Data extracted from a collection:
PR #7100, opened 2024-06-21
fix: Include drafts when loading templates

### LINKED ISSUE #7099: Drafts are not included in the Templates page.
Draft templates are not displayed after refreshing the Templates page.

**To Reproduce**
1. Go to `Home` and then navigate to `Settings > Templates`.
2. Verify that the draft templates are displayed.
3. Refresh the page.
4. **Bug:** Draft templates are not displayed.

hmacr:
Closes #7099 

When the app is initially loaded, drafts are loaded into the store by the `App` sidebar.
This gets lost when the user navigates to templates settings & refreshes the page.

### DIFF
--- a/server/routes/api/documents/documents.ts
+++ b/server/routes/api/documents/documents.ts
@@ -100,8 +100,6 @@ router.post(
       where = {
         ...where,
         template: true,
-        // override publishedAt filter from Document defaultScope to include drafts.
-        publishedAt: { [Op.or]: { [Op.eq]: null, [Op.ne]: null } },
       };
     }
 
--- a/server/routes/api/documents/documents.ts
+++ b/server/routes/api/documents/documents.ts
@@ -97,7 +97,12 @@ router.post(
     };
 
     if (template) {
-      where = { ...where, template: true };
+      where = {
+        ...where,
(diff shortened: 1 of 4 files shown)


server/routes/api/documents/documents.ts
```diff
@@ -97,7 +97,12 @@ router.post(
     };
 
     if (template) {
-      where = { ...where, template: true };
+      where = {
+        ...where,
+        template: true,
+        // override publishedAt filter from Document defaultScope to include drafts.
+        publishedAt: { [Op.or]: { [Op.eq]: null, [Op.ne]: null } },
```
tommoor, line 104: I think this will pull other users drafts, also it's a shame that it's so "hacky" of course. It might actually be better to just load drafts from the templates page and wait for both requests to complete. 🤔

hmacr: I wanted to avoid an additional API call; but if that's alright, cool :) Let me update the PR.

tommoor: Understandable, It'll be okay here given it's a settings page.

tommoor (approved):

WORK INSTRUCTIONS: What is needed here is every record above, repeated exactly.

RESULT OF THE TASK:
PR #7100, opened 2024-06-21
fix: Include drafts when loading templates

### LINKED ISSUE #7099: Drafts are not included in the Templates page.
Draft templates are not displayed after refreshing the Templates page.

**To Reproduce**
1. Go to `Home` and then navigate to `Settings > Templates`.
2. Verify that the draft templates are displayed.
3. Refresh the page.
4. **Bug:** Draft templates are not displayed.

hmacr:
Closes #7099 

When the app is initially loaded, drafts are loaded into the store by the `App` sidebar.
This gets lost when the user navigates to templates settings & refreshes the page.

### DIFF
--- a/server/routes/api/documents/documents.ts
+++ b/server/routes/api/documents/documents.ts
@@ -100,8 +100,6 @@ router.post(
       where = {
         ...where,
         template: true,
-        // override publishedAt filter from Document defaultScope to include drafts.
-        publishedAt: { [Op.or]: { [Op.eq]: null, [Op.ne]: null } },
       };
     }
 
--- a/server/routes/api/documents/documents.ts
+++ b/server/routes/api/documents/documents.ts
@@ -97,7 +97,12 @@ router.post(
     };
 
     if (template) {
-      where = { ...where, template: true };
+      where = {
+        ...where,
(diff shortened: 1 of 4 files shown)


server/routes/api/documents/documents.ts
```diff
@@ -97,7 +97,12 @@ router.post(
     };
 
     if (template) {
-      where = { ...where, template: true };
+      where = {
+        ...where,
+        template: true,
+        // override publishedAt filter from Document defaultScope to include drafts.
+        publishedAt: { [Op.or]: { [Op.eq]: null, [Op.ne]: null } },
```
tommoor, line 104: I think this will pull other users drafts, also it's a shame that it's so "hacky" of course. It might actually be better to just load drafts from the templates page and wait for both requests to complete. 🤔

hmacr: I wanted to avoid an additional API call; but if that's alright, cool :) Let me update the PR.

tommoor: Understandable, It'll be okay here given it's a settings page.

tommoor (approved):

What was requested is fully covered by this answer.